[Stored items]
- Opening Delimiter -
PR #224, opened 2020-05-12
Apply image style to figure-inline

stephanebisson:
Phabricator Link: https://phabricator.wikimedia.org/T249105

### Problem Statement

Some images didn't get the proper image treatment since it was applied only to figure.

### Solution

Apply the image treatment to figure-inline as well.

### DIFF
--- a/.stylelintrc.json
+++ b/.stylelintrc.json
@@ -3,6 +3,7 @@
   "rules": {
     "selector-attribute-quotes": null,
     "no-descending-specificity": null,
-    "declaration-no-important": null
+    "declaration-no-important": null,
+    "selector-type-no-unknown": null
   }
 }
--- a/style/article.less
+++ b/style/article.less
@@ -149,7 +149,8 @@
 					}
 				}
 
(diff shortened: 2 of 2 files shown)


hueitan:
should the width be 135px? similar to other img
Screen Shot 2020-05-12 at 11 14 56

Screen Shot 2020-05-12 at 11 15 29

stephanebisson:
> should the width be 135px? similar to other img
> Screen Shot 2020-05-12 at 11 14 56

It's the `max-height: 90px` that's making it small. If I make it larger it doesn't look like a thumbnail anymore and we run the risk that it doesn't fit into 1 page.

hueitan:
> > should the width be 135px? similar to other img
> > Screen Shot 2020-05-12 at 11 14 56
> 
> It's the `max-height: 90px` that's making it small. If I make it larger it doesn't look like a thumbnail anymore and we run the risk that it doesn't fit into 1 page.

right, it's max-height, looks good, that's expected then.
- Closing Delimiter -
PROBLEM DETAILS
A single figure is all that is needed: the number of lines above that contain the string "larger".

ANSWER TO THE EXERCISE
2